PR #2025, opened 2023-10-27
Make create_response async and run _transform_row map async in separate thread

albertvillanova:
Make `create_response` (and inner functions) asynchronous and run `_transform_row` map asynchronously in separate thread.


severo (approved):
another one, nice. Wondering how it reflects in the response time

PR #2027, opened 2023-10-27
fix duckdb circular import

AndreaFrancis:
When deploying to staging (and also locally), the following error appeared for /search service:
Screenshot from 2023-10-27 12-34-59


severo (approved):

albertvillanova (commented):
Sorry, I had not noticed it...
Thanks for the fix!  🤗

PR #2031, opened 2023-10-30
Use ruff for CI quality

albertvillanova:
Use `ruff` for CI quality: 10-100x faster than existing linters (like Flake8) and formatters (like Black).

Note this is most useful when developing: `make style` now is much faster and additionally runs the linter (before `flake8` was only called by `make quality`).


severo:
Did you check how it integrates with vscode? We might want to update https://github.com/huggingface/datasets-server/blob/7281b0eae583f29fb2c78fe0d7e606d3509ba4f7/.vscode/monorepo.code-workspace#L71-L75

.github/workflows/_quality-python.yml
```diff
@@ -40,14 +40,12 @@ jobs:
         run: |
           poetry env use "${{ env.python-version }}"
           poetry install
-      - name: Run black
-        run: poetry run black --check tests src
-      - name: Run isort
```
severo, line 45: so ruff replaces black, flake8, and isort? Nice

severo (approved):
Excellent:
- faster
- easier to maintain

albertvillanova:
> Did you check how it integrates with vscode? We might want to update 

No idea... I have been looking for it, but didn't find anything applicable...

severo:
feel free to merge, and then I can work on the specific support of ruff in vscode

PR #2039, opened 2023-10-31
Revert "Revert assets fsspec (#2036)"

AndreaFrancis:
This reverts commit 5716638a683d83652da672f0f59bf68935d0a93e.


AndreaFrancis:
I will add fsspec changes again. I confirmed with @rtrompier  that the problem with staging env for files not being solved (Like https://datasets-server.us.dev.moon.huggingface.tech/cached-assets/asoria/image/--/059f77f/--/default/train/0/image/image.jpg) is due to external DNS updating the DNS record to the ALB endpoint so, it shouldn't be the case with prod.

PR #2043, opened 2023-11-02
Explain single quote string SQL syntax in filter docs

### LINKED ISSUE #2038: How to pass single quote in /filter endpoint "where" parameter?
See `https://huggingface.co/datasets/albertvillanova/lm_en_dummy2/viewer/default/train?f[meta][value]='{'file': 'file_4.txt'}'`

From `https://datasets-server.huggingface.co/filter?dataset=albertvillanova/lm_en_dummy2&config=default&split=train&where=meta='{'file': 'file_4.txt'}'`, we get:

```
{"error":"Parameter 'where' is invalid"}
```

We want to search he value `{'file': 'file_4.txt'}` in the column `meta`

albertvillanova:
Explain single quote string SQL syntax in filter docs.

Close #2038.


severo (approved):
Excellent, thanks a lot

Issue #2044, opened 2023-11-02
Support ruff in vscode


severo:
See https://github.com/huggingface/datasets-server/pull/2031#issuecomment-1790455688 and https://github.com/huggingface/datasets-server/pull/2031#issuecomment-1790718911

severo:
I'm having some difficulties to make it work. But I'll share here something that helps a lot and that I didn't know. We can see the logs related to a specific extension here:

<img width="758" alt="Capture d’écran 2023-11-03 à 21 32 01" src="https://github.com/huggingface/datasets-server/assets/1676121/5508b045-1b94-45ee-9438-6f6e6928f489">

severo:
This is the issue (https://github.com/astral-sh/ruff-vscode/issues/240): monorepo is not well supported for now, we have to set a Python interpreter for the root, even if it does not make sense for the project.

******

## EXERCISE DIRECTIONS
Using the material above, return each line in which the word "string" occurs.

## SOLUTION BELOW
Explain single quote string SQL syntax in filter docs
Explain single quote string SQL syntax in filter docs.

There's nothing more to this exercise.